[Records from a data collection]
####
PR #1193, opened 2025-02-25
NE-1952: Pre-upgrade check for Gateway API CRD Management Succession

grzpiotrowski:
This PR adds a new check in the Cluster Ingress Operator which sets its `Upgradeable` condition to `False` until the state of the Gateway API CRDs is validated.

The check logic verifies whether any Gateway API CRDs exist. If no GWAPI CRDs are installed in the cluster, then the operator's condition `Upgradable=True` (granted that nothing else prevents the upgrade).

If Gateway API CRDs are already present in the cluster the Cluster Ingress Operator `Upgradeable` condition is `False` until:
- only the standard CRDs exist: `GatewayClass`, `Gateway`, `HTTPRoute`, `GRPCRoute` or `ReferenceGrant`, and no other APIs from the `gateway.networking.k8s.io` are present.
- the existing standard CRDs are in `v1.2.1` which is the one currently targeted for OCP 4.19.

The check logic is added only to 4.18.z clusters.

### DIFF
--- a/pkg/manifests/manifests.go
+++ b/pkg/manifests/manifests.go
@@ -47,6 +47,12 @@ const (
 	HTTPRouteCRDAsset      = "assets/gateway-api/gateway.networking.k8s.io_httproutes.yaml"
 	ReferenceGrantCRDAsset = "assets/gateway-api/gateway.networking.k8s.io_referencegrants.yaml"
 
+	GatewayClassCRDAsset_v1_2_1   = "assets/gateway-api/v1_2_1/gateway.networking.k8s.io_gatewayclasses.yaml"
+	GatewayCRDAsset_v1_2_1        = "assets/gateway-api/v1_2_1/gateway.networking.k8s.io_gateways.yaml"
+	GRPCRouteCRDAsset_v1_2_1      = "assets/gateway-api/v1_2_1/gateway.networking.k8s.io_grpcroutes.yaml"
+	HTTPRouteCRDAsset_v1_2_1      = "assets/gateway-api/v1_2_1/gateway.networking.k8s.io_httproutes.yaml"
+	ReferenceGrantCRDAsset_v1_2_1 = "assets/gateway-api/v1_2_1/gateway.networking.k8s.io_referencegrants.yaml"
+
 	// Annotation used to inform the certificate generation service to
 	// generate a cluster-signed certificate and populate the secret.
 	ServingCertSecretAnnotation = "service.alpha.openshift.io/serving-cert-secret-name"
@@ -281,6 +287,46 @@ func HTTPRouteCRD() *apiextensionsv1.CustomResourceDefinition {
 
 func ReferenceGrantCRD() *apiextensionsv1.CustomResourceDefinition {
 	crd, err := NewCustomResourceDefinition(MustAssetReader(ReferenceGrantCRDAsset))
+	if err != nil {
+		panic(err)
+	}
+	return crd
+}
+
+func GatewayClassCRD_v1_2_1() *apiextensionsv1.CustomResourceDefinition {
+	crd, err := NewCustomResourceDefinition(MustAssetReader(GatewayClassCRDAsset_v1_2_1))
+	if err != nil {
+		panic(err)
+	}
+	return crd
+}
+
+func GatewayCRD_v1_2_1() *apiextensionsv1.CustomResourceDefinition {
+	crd, err := NewCustomResourceDefinition(MustAssetReader(GatewayCRDAsset_v1_2_1))
+	if err != nil {
+		panic(err)
+	}
+	return crd
+}
+
+func GRPCRouteCRD_v1_2_1() *apiextensionsv1.CustomResourceDefinition {
+	crd, err := NewCustomResourceDefinition(MustAssetReader(GRPCRouteCRDAsset_v1_2_1))
+	if err != nil {
+		panic(err)
+	}
+	return crd
+}
+
+func HTTPRouteCRD_v1_2_1() *apiextensionsv1.CustomResourceDefinition {
+	crd, err := NewCustomResourceDefinition(MustAssetReader(HTTPRouteCRDAsset_v1_2_1))
+	if err != nil {
+		panic(err)
+	}
+	return crd
+}
+
+func ReferenceGrantCRD_v1_2_1() *apiextensionsv1.CustomResourceDefinition {
+	crd, err := NewCustomResourceDefinition(MustAssetReader(ReferenceGrantCRDAsset_v1_2_1))
 	if err != nil {
 		panic(err)
 	}
--- a/pkg/operator/controller/status/controller.go
+++ b/pkg/operator/controller/status/controller.go
@@ -18,9 +18,11 @@ import (
 	operatorcontroller "github.com/openshift/cluster-ingress-operator/pkg/operator/controller"
 	"github.com/openshift/cluster-ingress-operator/pkg/operator/controller/ingress"
 	oputil "github.com/openshift/cluster-ingress-operator/pkg/util"
+	apiextensionsv1 "k8s.io/apiextensions-apiserver/pkg/apis/apiextensions/v1"
 
 	corev1 "k8s.io/api/core/v1"
 
+	"k8s.io/apimachinery/pkg/api/equality"
 	"k8s.io/apimachinery/pkg/api/errors"
 	metav1 "k8s.io/apimachinery/pkg/apis/meta/v1"
 	"k8s.io/apimachinery/pkg/types"
@@ -52,13 +54,21 @@ var log = logf.Logger.WithName(controllerName)
 // clock is to enable unit testing
 var clock utilclock.Clock = utilclock.RealClock{}
 
+var expectedGatewayAPICRDs = map[string]*apiextensionsv1.CustomResourceDefinition{
+	manifests.GatewayClassCRD_v1_2_1().Name:   manifests.GatewayClassCRD_v1_2_1(),
+	manifests.GatewayCRD_v1_2_1().Name:        manifests.GatewayCRD_v1_2_1(),
+	manifests.GRPCRouteCRD_v1_2_1().Name:      manifests.GRPCRouteCRD_v1_2_1(),
+	manifests.HTTPRouteCRD_v1_2_1().Name:      manifests.HTTPRouteCRD_v1_2_1(),
+	manifests.ReferenceGrantCRD_v1_2_1().Name: manifests.ReferenceGrantCRD_v1_2_1(),
+}
+
 // New creates the status controller. This is the controller that handles all
 // the logic for creating the ClusterOperator operator and updating its status.
 //
 // The controller watches IngressController resources in the manager namespace
-// and uses them to compute the operator status.  It also watches the
-// clusteroperators resource so that it reconciles the ingress clusteroperator
-// in case something else updates or deletes it.
+// and Gateway API CRDs and uses them to compute the operator status.
+// It also watches the clusteroperators resource so that it reconciles
+// the ingress clusteroperator in case something else updates or deletes it.
 func New(mgr manager.Manager, config Config) (controller.Controller, error) {
 	operatorCache := mgr.GetCache()
 	reconciler := &reconciler{
@@ -92,6 +102,17 @@ func New(mgr manager.Manager, config Config) (controller.Controller, error) {
 	if err := c.Watch(source.Kind[client.Object](operatorCache, &configv1.ClusterOperator{}, handler.EnqueueRequestsFromMapFunc(toDefaultIngressController), predicate.NewPredicateFuncs(isIngressClusterOperator))); err != nil {
 		return nil, err
 	}
+
+	if !config.GatewayAPIEnabled {
+		crdPredicate := predicate.NewPredicateFuncs(func(o client.Object) bool {
+			group := o.(*apiextensionsv1.CustomResourceDefinition).Spec.Group
+			return group == "gateway.networking.k8s.io" || group == "gateway.networking.x-k8s.io"
+		})
+		if err := c.Watch(source.Kind[client.Object](operatorCache, &apiextensionsv1.CustomResourceDefinition{}, handler.EnqueueRequestsFromMapFunc(toDefaultIngressController), crdPredicate)); err != nil {
+			return nil, err
+		}
+	}
+
 	return c, nil
 }
 
@@ -101,6 +122,7 @@ type Config struct {
 	CanaryImage            string
 	OperatorReleaseVersion string
 	Namespace              string
+	GatewayAPIEnabled      bool
 }
 
 // reconciler handles the actual status reconciliation logic in response to
@@ -186,7 +208,7 @@ func (r *reconciler) Reconcile(ctx context.Context, request reconcile.Request) (
 			r.config.CanaryImage,
 		),
 		computeOperatorDegradedCondition(state.IngressControllers),
-		computeOperatorUpgradeableCondition(state.IngressControllers),
+		computeOperatorUpgradeableCondition(state.IngressControllers, state.GatewayAPICRDs),
 		computeOperatorEvaluationConditionsDetectedCondition(state.IngressControllers),
 	)
 
@@ -236,6 +258,7 @@ type operatorState struct {
 	CanaryNamespace    *corev1.Namespace
 	IngressControllers []operatorv1.IngressController
 	DNSRecords         []iov1.DNSRecord
+	GatewayAPICRDs     []apiextensionsv1.CustomResourceDefinition
 }
 
 // getOperatorState gets and returns the resources necessary to compute the
@@ -266,6 +289,20 @@ func (r *reconciler) getOperatorState(ingressNamespace, canaryNamespace string) 
 		return state, fmt.Errorf("failed to list ingresscontrollers in %q: %v", r.config.Namespace, err)
 	} else {
 		state.IngressControllers = ingressList.Items
+	}
+
+	if !r.config.GatewayAPIEnabled {
+		// Get all CRDs from the gateway.networking.k8s.io and gateway.networking.x-k8s.io groups.
+		clusterCRDs := &apiextensionsv1.CustomResourceDefinitionList{}
+		if err := r.cache.List(context.TODO(), clusterCRDs); err != nil {
+			return state, fmt.Errorf("failed to list CRDs: %w", err)
+		}
+
+		for _, crd := range clusterCRDs.Items {
+			if crd.Spec.Group == "gateway.networking.k8s.io" || crd.Spec.Group == "gateway.networking.x-k8s.io" {
+				state.GatewayAPICRDs = append(state.GatewayAPICRDs, crd)
+			}
+		}
 	}
 
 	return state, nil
####
▸ **Requirement**
The response must consist solely of the lines from the top of the records through the line holding "This PR adds", copied word for word.

▸ **Response to this exercise**
PR #1193, opened 2025-02-25
NE-1952: Pre-upgrade check for Gateway API CRD Management Succession

grzpiotrowski:
This PR adds a new check in the Cluster Ingress Operator which sets its `Upgradeable` condition to `False` until the state of the Gateway API CRDs is validated.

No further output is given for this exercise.